Jedem Ort wohnt ein ihn angeborenes, ureigenes Potenzial inne. Manchmal ist es fast unmittelbar greifbar, schimmert ungeduldig unter der Oberfläche und wartet nur darauf, ans Licht geholt zu werden. Oftmals schlummert es tief verborgen, versteckt sich scheu oder ist im Laufe der Zeit in Vergessenheit geraten. Dann bedarf es Menschen mit feinem Blick und Gespür für das Wesen eines Ortes für ungeschliffene Diamanten und gewagte Möglichkeiten. Seit 2007 sammelt das Portal www.urlaubsarchitektur.de diese besonderen Urlaubsorte in Europa – vom verwunschenen Pyrenäenschloss mit modernem Twist zum Têtê-à-Têtê von Sichtbeton mit einem alten Bauernhaus, von der einsamen Holzhytte unter tanzenden Nordlichtern zur gebauten Hommage an die Zeitgeschichte eines stillen Tals. Ein Reinklicken lohnt sich.

Wir haben mit Michael Oberhofer, teilhabender Geschäftsführer der Unternehmensgruppe für Tourismus HMM mit den Agenturen Brandnamic und MTS Austria GmbH, der Immobilienwerkstatt sowie der Softwarefirma Yanovis mit insgesamt über 160 Mitarbeiter*innen, darüber gesprochen, was gelungene Hotelarchitektur ausmacht und was spannende Hotels trotz ihrer individuellen Charaktere eint.

eco.nova: Ansprüche an die Urlaubsdestination sind je nach Gast höchst unterschiedlich. Gibt es jedoch Aspekte, die alle Gäste eint und die man in der Hotellerie (architektonisch) unbedingt berücksichtigen sollte?

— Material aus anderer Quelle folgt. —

PR #3295, opened 2026-08-25
feat(instance): add new methods to pass custom ctx

### LINKED ISSUE #3290: [api/instance/v1] MetadataAPI.GetMetadata() hardcodes context.Background()
## Issue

Michael Oberhofer: Nun, der allererste Zweck von Urlaub ist jener, sich zu erholen, eine Zeitlang etwas anderes als das Gewohnte zu erleben und – immer häufiger – eine intensive Zeit zu verbringen, die einem als Gast nicht nur für den Moment etwas bringt, sondern nachhaltig wirkt. Will heißen, die einen transformativen Charakter hat und lange positiv nachwirkt. Dem muss die Hotellerie in allen Bereichen und folglich auch in der Architektur Genüge leisten. Menschen und ihre Bedürfnisse sind unterschiedlich. Ich finde, eine gelungene Hotelarchitektur sollte heute durch ein ausgeklügeltes Konzept unbedingt Raum schaffen, der allen Gästen ausreichend Platz bietet, und zwar physisch als auch als Raum der Imagination, in dem sich Träume, Wünsche und Erinnerungen ausbreiten können. Hotelarchitektur soll den Ort, in den sie eingebettet ist, einbeziehen – etwa durch Verwendung lokaler Materialien – und die umgebende Natur oder Umgebung nach innen holen, sei es durch große Fensterfronten oder andere architektonische Lösungen. Außerdem gewinnt eine nachhaltige Bauweise immer mehr an Bedeutung. Viele Gäste bemühen sich, der Umwelt möglichst keinen weiteren Schaden zuzufügen.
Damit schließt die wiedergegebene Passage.